__Directions for this task__: Report how many lines of the listing contain the string "meta", with no other words.

Segment Start: Supplied material

PR #1384, opened 2022-03-24
Allow for overriding the tenant and subscription IDs.

benashz:
The best description for this PR can be found here: https://github.com/hashicorp/terraform-provider-vault/pull/1381#discussion_r834665429

### Community Note

Relates OR Closes #0000

```release-note

```

```

...
```

### DIFF
--- a/vault/data_source_azure_access_credentials.go
+++ b/vault/data_source_azure_access_credentials.go
@@ -107,7 +107,6 @@ func azureAccessCredentialsDataSourceRead(d *schema.ResourceData, meta interface
 	backend := d.Get("backend").(string)
 	role := d.Get("role").(string)
 
-	configPath := backend + "/config"
 	credsPath := backend + "/creds/" + role
 
 	secret, err := client.Logical().Read(credsPath)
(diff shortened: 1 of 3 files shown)


vault/data_source_azure_access_credentials.go
```diff
@@ -134,19 +146,25 @@ func azureAccessCredentialsDataSourceRead(d *schema.ResourceData, meta interface
 	log.Printf("[DEBUG] Successfully read %q from Vault", configPath)
 
 	subscriptionID := ""
-	if subscriptionIDIfc, ok := config.Data["subscription_id"]; ok {
+	if v, ok := d.GetOk("subscription_id"); ok {
```
mb290, line 149: Can you set line 142 that if subscription id and tenant id are defined in the provider then it doesn't need to do the vault config read at all? I don't believe it's used anywhere else in the code and would mean the token that is being used by terraform can have fewer permissions in vault as it no longer needs to read the config.

vinay-gopalan (approved):

vault/data_source_azure_access_credentials.go
benashz: Fixed in https://github.com/hashicorp/terraform-provider-vault/pull/1384/commits/bcb6464a0fbda175162d7cb9b9cbde4bb83cf781

vinay-gopalan (approved):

Segment End: Supplied material

__Result below__: 2